By Karen Kelly

The working conditions in long-term care homes were brought into stark relief during the Covid-19 pandemic. Workers were burnt out, stressed, and understaffed. As a Winnipeg native and a political economy student, Danielle Saj was interested in the role of unions in these homes.

Danielle Saj

Danielle Saj

“I wanted to know how unions in Manitoba are organizing around public ownership of long-term care in the midst of the pandemic,” says Saj, who is the Institute of Political Economy’s first graduate with a work and labour concentration. “I found that it fits into a bigger picture of the way that unions are working to defend public services, not only the working conditions of their members.”

Saj recently won the University Medal for Outstanding Graduate Work at the Masters level.

Saj says the public ownership of long-term care homes reflects her province’s “strong history of leftist politics and unionization,” which has influenced the public sector in Manitoba.

In her thesis, entitled “Labour Activists Always Find a Way: Social Reproductive Unions and their Social Unionism During the Covid-19 Pandemic,” Saj describes her findings based on data collected through a literature review and media scan, interviews with union officials, a social media analysis of labour and care advocate Twitter accounts, and a digital ethnography of organizing events.

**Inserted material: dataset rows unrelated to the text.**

PR #2892, opened 2025-04-24
attempt to handle rose rsync can_pull errors better

wxtim:
Fixes problem not recorded in an issue:

## Issue

Rose has a routine to work out which `file_loc_handler` should be used based on the content of the `source=` field. However, the function called by the `rsync` loc handler will attempt to run

```bash
# loc handler = foo:bar
ssh -n foo test -e bar
```
As part of the method used to decide if the source is an Rsync handler. This fails in a difficult to debug way, as it's unclear whether the rsync check routine failed because the host was unreachable, or the file didn't exist, or the `source` was not meant to be a location reached by `rsync`, or was just garbage.

## This PR

* Ensures that Rsync is always the last handler tried.
* Allows the rsync handler to raise more informative errors.
* Give the user more useful detail if the loc handler cannot be identified because this ssh check fails.


oliver-sanders:
Did you manage to work out why the command stderr was not logged?

wxtim:
> Did you manage to work out why the command stderr was not logged?

Because no one made Rose log it.

When I was testing it in front of you and there was no output, that was because `test -e nonexistant` doesn't return any stdout/err. 

On consideration, I should probably have a specific error message for this outcome!

oliver-sanders:
From a quick code skim, it looks like there is already logic to ensure that the commands stderr is reported:

https://github.com/metomi/rose/blob/26a6066e9f8d53caa89b7d976a0310e355e52187/metomi/rose/popen.py#L44-L61

So, I think all we need to do is `raise` this exception rather than swallow it?

metomi/rose/config_processors/fileinstall.py
```diff
@@ -891,12 +894,35 @@ def parse(self, loc, conf_tree):
...
+                        handler = self.guess_handler(loc)
+
+                    # The rsync handler will attempt to run
+                    # ssh host test -e path
+                    # This logic allows us to report failure nicely.
+                    except PreRsyncCheck255Error as exc:
+                        raise ValueError(
+                            exc.BASE_MESSAGE
+                            + 'If it is then host'
+                            f' \"{loc.name.split(":")[0]}\"'
```
MetRonnie, line 914: Unnecessary escapes?
```suggestion
                            f' "{loc.name.split(":")[0]}"'
```

metomi/rose/config_processors/fileinstall.py
```diff
@@ -891,12 +894,35 @@ def parse(self, loc, conf_tree):
...
+                            ' is uncontactable (ssh 255 error).'
+                        )
+                    except PreRsyncCheckError as exc:
+                        raise ValueError(
+                            exc.BASE_MESSAGE
+                            + f'`{exc.cmd}` failed with:'
+                            f'\n\t returncode: {exc.returncode}'
+                            f'\n\t stdout:     {exc.stdout}'
+                            f'\n\t stderr:     {exc.stderr}'
```
MetRonnie, line 923: If stdout or stderr have newlines then this might wrap awkwardly. Could use `textwrap.indent()` to nicefy

metomi/rose/loc_handlers/rsync.py
```diff
@@ -50,10 +86,15 @@ def can_pull(self, loc):
                 sleep(0.1)
             if proc.poll():
                 proc.kill()
-        except RosePopenError:
-            return False
+        except RosePopenError as exc:
+            return 'error' + ' '.join(exc.args)
```
MetRonnie, line 90: This is now truthy!

metomi/rose/loc_handlers/rsync.py
```diff
@@ -24,6 +25,41 @@
...
+
+        # Handle ``test -e nonexistant`` where no useful error is
+        # provided:
+        if (
+            self.returncode == 1
+            and self.stderr == ''
+            and self.stdout == ''
+        ):
+            self.stderr = f'File "{cmd[-1]}" does not exist.'
+        super().__init__()
```
MetRonnie, line 56: I don't think this does anything
```suggestion
```

metomi/rose/loc_handlers/rsync.py
```diff
@@ -24,6 +25,41 @@
 from metomi.rose.popen import RosePopenError
 
 
+class PreRsyncCheckError(Exception):
+    """Error to raise if the checks"""
```
MetRonnie, line 29: if the checks...?

metomi/rose/config_processors/fileinstall.py
```diff
@@ -891,12 +894,35 @@ def parse(self, loc, conf_tree):
...
+                        )
```
MetRonnie, line 924: Actually, wouldn't it make sense to put these error messages inside the exception classes?

metomi/rose/loc_handlers/rsync.py
wxtim: ...throw the papal envoy out of a window?

Will make this make sense.

metomi/rose/loc_handlers/rsync.py
wxtim: Whoops - I'd intended to check for this in the calling function and raise. TBH, might be better just raising?

metomi/rose/loc_handlers/rsync.py
```diff
@@ -24,6 +26,62 @@
...
+                self.BASE_MESSAGE
+                + f'`{self.cmd}` failed with:'
+                + indent(
+                    f'\nreturncode: {self.returncode}'
+                    f'\nstdout:     {self.stdout}'
+                    f'\nstderr:     {self.stderr}',
+                    prefix='    ',
+                )
+            )
+        super().__init__(self.message)
```
MetRonnie, line 78: Why this `super.__init__`?

metomi/rose/loc_handlers/rsync.py
```diff
@@ -24,6 +26,62 @@
...
+
+
+class PreRsyncCheck255Error(PreRsyncCheckError):
+    ...
+
+
```
MetRonnie, line 84: This one not used anymore in latest force push
```suggestion
```

metomi/rose/loc_handlers/rsync.py
wxtim: Mistake - it doesn't need to be any more

```suggestion
```

wxtim: I thought that there might be a better way - will mod.

t/rose-app-run/05-file.t
```diff
@@ -70,7 +70,8 @@ run_fail "$TEST_KEY" rose app-run --config=../config -q \
     --define='[file:hello4]source=stuff:ing'
 file_cmp "$TEST_KEY.out" "$TEST_KEY.out" </dev/null
 file_cmp "$TEST_KEY.err" "$TEST_KEY.err" <<'__CONTENT__'
-[FAIL] file:hello4=source=stuff:ing: don't know how to process stuff:ing
+[FAIL] Rose tried all other file install handlers and decided this must be an Rsync handler.
+[FAIL] 	If it is then host "stuff" is uncontactable (ssh 255 error).
```
MetRonnie, line 74: This has lost the context of `file:hello4=source=stuff:ing:` at the beginning?

MetRonnie (approved):

wxtim:
@oliver-sanders  Poke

“My research shows that long-term care unions in Manitoba have maintained a high level of organizing activity within crisis conditions,” says Saj. “Rather than maintaining the status quo, these unions continued to adapt a social unionist orientation to organizing in order to continue their fight for social change. However, despite this high level of organizing activity, there is more work to be done to advance the union vision of an equitable public long-term care system in Manitoba.”

After successfully defending her thesis, Saj will be working for the Canadian Union of Public Employees Manitoba and the International Trade Union Confederation. She says she is grateful for the support she continues to receive from the Institute of Political Economy.

“Professors have reached out to me with opportunities for different conferences and talks and job opportunities. It’s so tight knit, people don’t forget about you and they really want to find opportunities for you even after you’re out of the institution.”